I look down at my creation, half expecting to see nothing at all and to wake up instead from an elaborate literate dream. My notepad is filled to the brim, so much so that words are laced together, creating a long and winding symphony. My ears are ringing and my eyes are fuzzy with a mixture of sleep and emotion. I emerge from my cave into the darkness of my dorm room and the familiar sight of my roommate’s face pressed against her pillow. My neighbour’s snore resumes, a friendly tree-sawing sound that brings me back to reality. I sink back into my covers and fall into a deep sleep almost immediately, drained by my creative gymnastics.

When I wake just a few hours later, startled into consciousness by my roommate’s insufferable beeping alarm, I feel around my nightstand for my notepad to convince myself once again it wasn’t all a dream. But it’s all there: the smudged ink, the beautiful prose, the lonely phrases, the independent words, the fiery dialogue, the written silence. My roommate shuts off her alarm and turns to face me, rubbing the drowsiness from her eyes.

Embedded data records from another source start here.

Issue #650, opened 2017-10-16
authenticatorMakeCredential operation credential filtering


jovasco:
> 3. Check if a credential matching an item of excludeCredentialDescriptorList is present on this authenticator. If so, return an error code equivalent to "NotAllowedError" and terminate the operation.

This should explicitly mention that the the item must be checked to match the provided RP ID.

See PR #651

equalsJeffH:
This seems like a correct update to that step to me -- others?
If so, I'll fix this in PR #498 and we can close PR #651.

emlun:
Sounds good to me.

nadalin:
@jovasco This seems just like a editorial issue.

equalsJeffH:
@nadalin, this is technical.

equalsJeffH:
am assigning to @jovasco since he authored PR #651 intended to resolve this, and I ended up not addressing it in PR #498.

jcjones:
Closed in #651.

Issue #280, opened 2016-11-04
"might be present on this authenticator" could use a clearer definition


bzbarsky:
https://w3c.github.io/webauthn/#getAssertion step 7 says:

> execute a platform-specific procedure to determine which, if any, credentials listed in allowList might be present on this authenticator

It's not clear to me what this means.  Does the "id" of the ScopedCredentialDescriptor need to match something?  Does the type?  This seems impossible to implement interoperably as written.

equalsJeffH:
@bzbarsky does this https://github.com/w3c/webauthn/commit/b3dba2c356f231ab3c96608cfcbf96fe3ca1df7f address this issue?  the latter was merged to master in PR #371

bzbarsky:
It still seems unclear what an interoperable implementation here would look like, but at least now it's clearer than id and type are, or can be, involved....

equalsJeffH:
The present language is (step 16.2 of https://www.w3.org/TR/2017/WD-webauthn-20170811/#getAssertion (WD-06):
> If options.allowCredentials is not empty, execute a platform-specific procedure to determine which, if any, public key credentials described by options.allowCredentials are bound to this authenticator, by matching with rpId, options.allowCredentials.id, and options.allowCredentials.type. ...

Am closing this issue. if problems arise, eg the upcoming interop, due specifically to unclarity in this particular alg step, please re-open and provide details.

PR #651, opened 2017-10-16
Only exclude CredIDs matching the RPID

jovasco:
Only credentials in the exclude credentials list that match this RPID should result in a not allowed error.

***
[Preview](https://s3.amazonaws.com/pr-preview/jovasco/webauthn/patch-1.html) | [Diff](https://s3.amazonaws.com/pr-preview/w3c/webauthn/ee174c2...jovasco:6e5f27f.html)

### DIFF
--- a/index.bs
+++ b/index.bs
@@ -1831,7 +1831,7 @@ When this method is invoked, the [=authenticator=] must perform the following pr
 1. If |allowCredentialDescriptorList| was not supplied, set it to a list of all credentials stored for |rpId| (as determined by
     an exact match of |rpId|).
 1. Remove any items from |allowCredentialDescriptorList| that are not present on this [=authenticator=] for
-    the supplied <code>|rpEntity|.{{PublicKeyCredentialRpEntity/id}}</code>
+    the supplied |rpId|.
 1. If |allowCredentialDescriptorList| is now empty, return an error code equivalent to "{{NotAllowedError}}" and terminate the
     operation.
 1. Prompt the user to select a [=public key credential|credential=] |selectedCredential| from |allowCredentialDescriptorList|.
--- a/index.bs
+++ b/index.bs
@@ -1763,7 +1763,8 @@ When this operation is invoked, the authenticator must perform the following pro
     |credTypesAndPubKeyAlgs| is supported.
     If not, return an error code equivalent to "{{NotSupportedError}}" and terminate the operation.
 1. Check if a credential matching an [=list/item=] of |excludeCredentialDescriptorList| is present on this authenticator for
-    the supplied |rpId|. If so, return an error code equivalent to "{{NotAllowedError}}" and terminate the operation.
+    the supplied <code>|rpEntity|.{{PublicKeyCredentialRpEntity/id}}</code>. If so, return an error code equivalent to 
+    "{{NotAllowedError}}" and terminate the operation.
 1. If |requireResidentKey| is |true| and the authenticator cannot store a [=Client-side-resident Credential
     Private Key=], return an error code equivalent to "{{ConstraintError}}" and terminate the operation.
 1. If |requireUserVerification| is |true| and the authenticator cannot perform user verification,
--- a/index.bs
+++ b/index.bs
@@ -1762,9 +1762,10 @@ When this operation is invoked, the authenticator must perform the following pro
 1. Check if at least one of the specified combinations of {{PublicKeyCredentialType}} and cryptographic parameters in
     |credTypesAndPubKeyAlgs| is supported.
     If not, return an error code equivalent to "{{NotSupportedError}}" and terminate the operation.
-1. Check if a credential matching an [=list/item=] of |excludeCredentialDescriptorList| is present on this authenticator for
-    the supplied <code>|rpEntity|.{{PublicKeyCredentialRpEntity/id}}</code>. If so, return an error code equivalent to 
-    "{{NotAllowedError}}" and terminate the operation.
+1. Check if any credential bound to this authenticator matches an [=list/item=] of |excludeCredentialDescriptorList|. A match 
+   occurs if a credential matches <code>|rpEntity|.{{PublicKeyCredentialRpEntity/id}}</code>, <code>|excludeCredentialDescriptorList|. 
+   {{PublicKeyCredentialDescriptor/id}}</code>, and <code>|excludeCredentialDescriptorList|.{{PublicKeyCredentialDescriptor/type}}</code>. 
+   If so, return an error code equivalent to "{{NotAllowedError}}" and terminate the operation.
 1. If |requireResidentKey| is |true| and the authenticator cannot store a [=Client-side-resident Credential
     Private Key=], return an error code equivalent to "{{ConstraintError}}" and terminate the operation.
 1. If |requireUserVerification| is |true| and the authenticator cannot perform user verification,
--- a/index.bs
+++ b/index.bs
@@ -1762,8 +1762,8 @@ When this operation is invoked, the authenticator must perform the following pro
 1. Check if at least one of the specified combinations of {{PublicKeyCredentialType}} and cryptographic parameters in
     |credTypesAndPubKeyAlgs| is supported.
     If not, return an error code equivalent to "{{NotSupportedError}}" and terminate the operation.
-1. Check if a credential matching an [=list/item=] of |excludeCredentialDescriptorList| is present on this authenticator. If
-    so, return an error code equivalent to "{{NotAllowedError}}" and terminate the operation.
+1. Check if a credential matching an [=list/item=] of |excludeCredentialDescriptorList| is present on this authenticator for
+    the supplied |rpId|. If so, return an error code equivalent to "{{NotAllowedError}}" and terminate the operation.
 1. If |requireResidentKey| is |true| and the authenticator cannot store a [=Client-side-resident Credential
     Private Key=], return an error code equivalent to "{{ConstraintError}}" and terminate the operation.
 1. If |requireUserVerification| is |true| and the authenticator cannot perform user verification,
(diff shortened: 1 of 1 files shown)


emlun:
Does anyone object to marking this as non-substantive to let @jovasco through the check?

emlun:
If not, I'll do so at 2017-10-17T16:00Z.

emlun:
Scratch that, I'll leave this to the requested reviewers instead. :)

index.bs
```diff
@@ -1762,8 +1762,8 @@ When this operation is invoked, the authenticator must perform the following pro
 1. Check if at least one of the specified combinations of {{PublicKeyCredentialType}} and cryptographic parameters in
     |credTypesAndPubKeyAlgs| is supported.
     If not, return an error code equivalent to "{{NotSupportedError}}" and terminate the operation.
-1. Check if a credential matching an [=list/item=] of |excludeCredentialDescriptorList| is present on this authenticator. If
-    so, return an error code equivalent to "{{NotAllowedError}}" and terminate the operation.
+1. Check if a credential matching an [=list/item=] of |excludeCredentialDescriptorList| is present on this authenticator for
+    the supplied |rpId|. If so, return an error code equivalent to "{{NotAllowedError}}" and terminate the operation.
```
equalsJeffH: actually, the discrete |rpId| parameter is disappearing in PR #498 because it is duplicated in `rpEntity.id`. That fix is in PR #498.  I'd also word this a bit differently.

jovasco: Wel, I am not a native English speaker :),

equalsJeffH: No worries -- is there a submitted issue corresponding to this PR ?  if not please submit one, and I can/will address in pr #498

equalsJeffH: Ok, I submitted issue #654 for this.

equalsJeffH:
I submitted issue #654 for this -- if another(s) can double-check that this change is correct, I'll address issue #654 in PR #498 and we can close this PR.

index.bs
equalsJeffH: sigh -- @jovasco had already submitted issue #650 which I'd missed. thx.

jcjones:
I disagree with adding this into the algorithm steps, as it implies checking the `rpId` of a credential before using it -- which is impossible for the implementing browser to do, as `PublicKeyCredentialDescriptor` doesn't provide a way to check that.

There should be a correspondence between a Credential ID and an RP ID, but it has to be managed by the authenticator. Some authenticators might use business logic here ("I made this CredID for X.Y, but this is for Z.Y, nope!"), some might use cryptography to mix the RP ID into the Credential ID's byte array. That's an implementation detail.

IMO this should go into the security considerations section instead. Maybe something to the effect of:

```
Authenticators, when presented a Credential ID for an RP ID, SHOULD 
ensure that the Credential ID was created for this RP ID before accepting
it for use.
```

jcjones:
Apologies, I misunderstood which section this was actually being placed into -- this does make sense for [the authenticator's makeCredential algorithm](https://w3c.github.io/webauthn/#op-make-cred). I'll properly review.

jcjones:
Marked as non substantive for IPR from ash-nazg.

equalsJeffH:
Ok, since this is not as clear-cut as I'd thought wrt the language to use, I will not address this  (and issue #650) in PR #498.  will comment further in this PR.

index.bs
akshayku: It has to be `rpEntity.id`. Apart from that it looks fine to me.

jovasco: @akshayku Fixed.

index.bs
```diff
@@ -1762,8 +1762,9 @@ When this operation is invoked, the authenticator must perform the following pro
 1. Check if at least one of the specified combinations of {{PublicKeyCredentialType}} and cryptographic parameters in
     |credTypesAndPubKeyAlgs| is supported.
     If not, return an error code equivalent to "{{NotSupportedError}}" and terminate the operation.
-1. Check if a credential matching an [=list/item=] of |excludeCredentialDescriptorList| is present on this authenticator. If
-    so, return an error code equivalent to "{{NotAllowedError}}" and terminate the operation.
+1. Check if a credential matching an [=list/item=] of |excludeCredentialDescriptorList| is present on this authenticator for
+    the supplied <code>|rpEntity|.{{PublicKeyCredentialRpEntity/id}}</code>. If so, return an error code equivalent to 
+    "{{NotAllowedError}}" and terminate the operation.
```
equalsJeffH: this step, where we are matching creds bound to an authnr to credDescriptors, is similar to step 16.2 in section [#discover-from-external-source](https://w3c.github.io/webauthn/#discover-from-external-source). Note that the latter step matches on rpId, credential ID, and cred type.  

Should not this authenticatorMakeCredential step similarly match on the same items?

e.g.: 
`1. Check if a credential matching an [=list/item=] of |excludeCredentialDescriptorList| is bound to this authenticator by matching with <code>|rpEntity|.{{PublicKeyCredentialRpEntity/id}}</code>, <code>|excludeCredentialDescriptorList|.{{PublicKeyCredentialDescriptor/id}}</code>, and <code>|excludeCredentialDescriptorList|.{{PublicKeyCredentialDescriptor/type}}</code>. If so, return an error code equivalent to "{{NotAllowedError}}" and terminate the operation.`

equalsJeffH:
review of this is here: https://github.com/w3c/webauthn/pull/651#pullrequestreview-71259617

equalsJeffH:
Do we similarly need to refine step 3 of the authenticatorGetAssertion operation ([#op-get-assertion](https://w3c.github.io/webauthn/#op-get-assertion))?

akshayku:
@equalsJeffH Yes, we do.

index.bs
jovasco: I believe that is inherent in checking <code>[=list/item]</code> but the check for the rpID is not. It perfectly possible that an item *is* present on the authenticator but for a different rpID while if ID and type are invalid, this cannot be a credential on this authenticator.

jovasco:
@equalsJeffH Yes.

jovasco:
Fixed.

nadalin:
@akshayku Have you reviewed the changes yet as we would like to merge this

index.bs
equalsJeffH: It seems you @jovasco are saying that we do not need to be explicit regarding the definition of "matching" in this context.  However, the present language in step 16.2 in section [#discover-from-external-source](https://w3c.github.io/webauthn/#discover-from-external-source) is the result of addressing issue #280.  I would not be surprised to have a similar issue raised here down the road if we are not explicit.  Is there any harm/errors with the proposed language above?

equalsJeffH:
i still have a question here: https://github.com/w3c/webauthn/pull/651#discussion_r146402013

index.bs
jovasco: @equalsJeffH Alright, if we do this, we better do it right:
1. Check if a credential matching an <code>[=list/item=]</code> of <code>|excludeCredentialDescriptorList|</code> is bound to this authenticator with the following procedure:
   1. verify that the <code>|excludeCredentialDescriptorList|.{{PublicKeyCredentialDescriptor/id}}</code> was generated by this Authenticator.
   1.  verify that the <code>|excludeCredentialDescriptorList|.{{PublicKeyCredentialDescriptor/type}}</code> matches the <code>|excludeCredentialDescriptorList|.{{PublicKeyCredentialDescriptor/id}}</code> 
   1. verify that <code>|rpEntity|.{{PublicKeyCredentialRpEntity/id}}</code> is identical to the one used to create the <code>|excludeCredentialDescriptorList|.{{PublicKeyCredentialDescriptor/id}}</code>.

If all of these check succeed, return an error code equivalent to "{{NotAllowedError}}" and terminate the operation.

If you agree I will update the pull request for both make crednetial and getassertion.

equalsJeffH: @jovasco proposed:
> 1. Check if a credential matching an <code>[=list/item=]</code> of <code>|excludeCredentialDescriptorList|</code> is bound to this authenticator with the following procedure:

hm, I think i see whay you are getting at -- i.e., being even more explicit -- though, this does not seem correct to me...in the above, do you mean to also say "...for each item of |excludeCredentialDescriptorList| ?

>          i. verify that the <code>|excludeCredentialDescriptorList|.
>              {{PublicKeyCredentialDescriptor/id}}</code> 
>              was generated by this Authenticator.

in the above, "generated by this authnr" is not what we are looking for. Rather, we are trying to ascertain whether there exists a cred bound to this authnr having a credential ID matching `|excludeCredentialDescriptorList|.{{PublicKeyCredentialDescriptor/id}}`.

>         ii.  verify that the <code>|excludeCredentialDescriptorList|.
>              {{PublicKeyCredentialDescriptor/type}}</code> matches the
>             <code>|excludeCredentialDescriptorList|.{{PublicKeyCredentialDescriptor/id}}</code> 

in the above, do you mean to say something like "if there exists a cred bound to this authnr whose `{{PublicKeyCredentialDescriptor/type}}` value matches `|excludeCredentialDescriptorList|.{{PublicKeyCredentialDescriptor/type}}` ?

>         iii. verify that <code>|rpEntity|.{{PublicKeyCredentialRpEntity/id}}</code> is 
>              identical to the one used to create the <code>|excludeCredentialDescriptorList|.
>              {{PublicKeyCredentialDescriptor/id}}</code>.

in the above, do you mean to say something like "if there exists a cred bound to this authnr whose RP ID matches `|excludeCredentialDescriptorList|.{{PublicKeyCredentialDescriptor/id}}`" ?


Perhaps the below works ?

`3. Check if any credential, bound to this authenticator and matching an 
[=list/item=] of |excludeCredentialDescriptorList|, exists.  
    A match occurs if a credential matches all of an 
|excludeCredentialDescriptorList| item's <code>|rpEntity|.
{{PublicKeyCredentialRpEntity/id}}</code>, <code>|excludeCredentialDescriptorList|.
{{PublicKeyCredentialDescriptor/id}}</code>, and 
<code>|excludeCredentialDescriptorList|.{{PublicKeyCredentialDescriptor/type}}</code>.
     If so, return an error code equivalent to "{{NotAllowedError}}" and 
terminate the operation.`

equalsJeffH:
reply to @jovasco here: https://github.com/w3c/webauthn/pull/651#discussion_r148131877

jcjones:
I'm willing to take over this PR to resolve @equalsJeffH 's comments if @jovasco does not have time to do it this week. I can do it on Friday, 3 Nov.

index.bs
jovasco: @equalsJeffH  I modified it slightly. rpId is not part of the exclude list item and I found the language a bit tortured.

equalsJeffH:
thanks, this looks good to me.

“Were you awake last night? I thought I heard you…or saw a light,” she says.

I shake my head and close my eyes again, smiling at the tips of my mouth at the thought of last night. Ever since I was a little girl telling horror stories under the covers, I knew where to find beautiful words. Or rather, beautiful words knew where to find me. Never when you’d expect, but always past midnight in my writer’s cave.